Of the three women generally considered to be the triple pillar of American jazz singing, Vaughan is usually my least favorite. Billie Holiday comes in first, almost always, and Ella Fitzgerald comes in second. Vaughan is third: not distantly, but definitively. I realize that this is an idiotic exercise, to take three people with vast and important bodies of work and rank them top to bottom like I am filling out a March Madness bracket. I apologize to them, their families, their spirits.

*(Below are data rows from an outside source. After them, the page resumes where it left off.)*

Issue #1140, opened 2020-06-05
AppNavigationItem sublevels


dehnhardt:
To display the folder structure in the mail app in a reasonable way, we have to display it in a multi-level structure. (https://github.com/nextcloud/mail/pull/3147)
We see the following problems there:
* from the 2nd level onwards, the folder icons are not hidden, as is the case with the first level, but are displayed further below the arrow icons. 
![image](https://user-images.githubusercontent.com/5556832/83886150-46c42e00-a747-11ea-8421-d5376eac99bd.png)
* In addition, the indentation in the layers is so wide that the width of the navigation is quickly insufficient.

I would like to request the following changes:
* The folder icons should be hidden in sublevels in the same way as on the first level
* The indentation of the sub-levels should be minimized (maybe not more than the with of the folder icon?):
Before
![image](https://user-images.githubusercontent.com/5556832/83888747-8e988480-a74a-11ea-8d47-12eb1d45815e.png)
After
![image](https://user-images.githubusercontent.com/5556832/83888784-99531980-a74a-11ea-8e1a-d3e354a06347.png)

jancborchardt:
Agree with your suggestion @dehnhardt! :) Just one detail which looks off in the proposal mockup: We should make sure that the icons of sub-entries are left-aligned with the text of the parent entry consistently.

dehnhardt:
You are right @jancborchardt, this will look better - even if it uses more of the space...

PR #1176, opened 2020-06-30
reduce indentation of the sub-levels

dehnhardt:
Signed-off-by: Holger Dehnhardt <holger@dehnhardt.org>

Fixes: https://github.com/nextcloud/nextcloud-vue/issues/1140

The indention of a sublevel now starts with the right edge of the parent.

From the second level on, :hover previously displayed the arrow icon and the navigation icon on top of each other.
image

The navigation icon is now also hidden for lower levels. 
Nav2

Unfortunately, :hover fades out all the navigation icons of the same branch. But I don't know what to do about that;-)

Sarah Vaughan is always praised for her voice, which I suppose makes sense, though it makes less sense to me when I am listening to her. Her incredible control, her vast range, her box (or is it bag?) of improvisational tricks, they're all indisputably impressive, but for some reason they leave me cold, or have generally done so. If I listen to Billie Holiday's version of "Come Rain or Come Shine" and then hers, one moves me and the other doesn't. For a while, I thought it was because Vaughan was following Holiday's more powerful original, but in fact the reverse is true: Vaughan's was recorded a full five years before Holiday went into the studio for Verve in 1955. Maybe the fact that Vaughan's such a virtuoso works against the song, which purports to be about powerful devotion but sounds like a song about romantic helplessness. Why would someone with ultimate power worry about having none? Holiday, on the other hand, is a more limited vocalist who makes the lyric -- and the song -- work the way it should. When she does away with the idea of contentment, it's heartbreaking:You're gonna love me like nobody's loved me Come rain or come shine Happy together unhappy together Won't it be fine? Again, this is just me. I once lived with a woman who put the three women in a different order. For her, Ella Fitzgerald was first, Sarah Vaughan second, and Billie Holiday flat last. "Too mopey," she said with a showily dismissive flip of the hand. It hurt me to see her flip her hand that way, but what could I do? I had no choice but to stand by and watch it happen. To get back at her, I decided to dislike Ella Fitzgerald, and for many years I succeeded: she was too chipper, too cheery, too up. Sarah Vaughan hung in the middle, though. I tried to listen to her, tried often, never had much success. The one exception was instructional: "Pinky," which I loved because it was a wordless vocal, Vaughan's equivalent of "Dark Was the Night." I couldn't identify a lack of conviction in her performance because I wasn't sure what exactly she was trying to communicate.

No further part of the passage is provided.